M empujó sobre la mesa el grueso expediente hacia Bond, quien reparó por primera vez en él. Leyó las letras invertidas sin dificultad. ¿En qué se había metido Strangways? ¿Quién era Trueblood?
M apretó un botón en la mesa:
—Haré que venga el jefe de personal —dijo—. Conozco el meollo del caso, pero él podrá ponerle la carnadura. Mucho me temo que sea una historia un tanto gris.

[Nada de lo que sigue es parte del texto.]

PR #3816, opened 2024-10-16
feat: Description text for map schema date input

ianjon3s:
## What does this PR do?

- Adds a description/hint text to map date inputs `For example, 16 04 2027`, in line with [GOV.UK example](https://design-system.service.gov.uk/components/date-input/).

El jefe de personal entró. Era coronel de zapadores y aparentaba más o menos la edad de Bond, pero tenía el cabello prematuramente encanecido en las sienes por el interminable trajín del trabajo y las responsabilidades. Se salvaba de las crisis nerviosas gracias a su constitución física y al sentido del humor. Era el mejor amigo de Bond en el cuartel general. Se sonrieron el uno al otro.
—Acérquese una silla, coronel. He asignado a 007 el caso de Strangways.
Tendrá que aclarar el embrollo antes de que asignemos nuevos cargos para Jamaica. 007 actuará de jefe de la estación mientras tanto. Quiero que parta dentro de una semana. ¿Dispondrá usted todo con el oficial de las Colonias y el gobernador? Bien. Ahora estudiemos el caso. —Se volvió hacia Bond—. 007, creo que usted conoce a Strangways y que trabajó con él en el asunto del tesoro hará unos cinco años. ¿Qué opina de él?
—Un buen hombre, señor, pero un poco pasado de rosca. Suponía que ya le habrían relevado. Cinco años son mucho tiempo en el trópico.
M hizo caso omiso del comentario.
—Y su número dos, esa chica llamada Trueblood. ¿Alguna vez se encontró con ella?
—No, señor.
—Veo que tiene un buen historial. Oficial jefe del servicio femenino de la Royal Navy. Nada en su contra en el informe confidencial. Una chica bonita a juzgar por las fotografías. Eso probablemente lo explique todo. ¿Diría usted que Strangways era en cierto modo un donjuán?
—Podría haberlo sido —dijo Bond con precaución, sin querer decir nada en contra de Strangways, aunque recordando su atractivo y distinción—. Pero ¿Qué les ha pasado, señor?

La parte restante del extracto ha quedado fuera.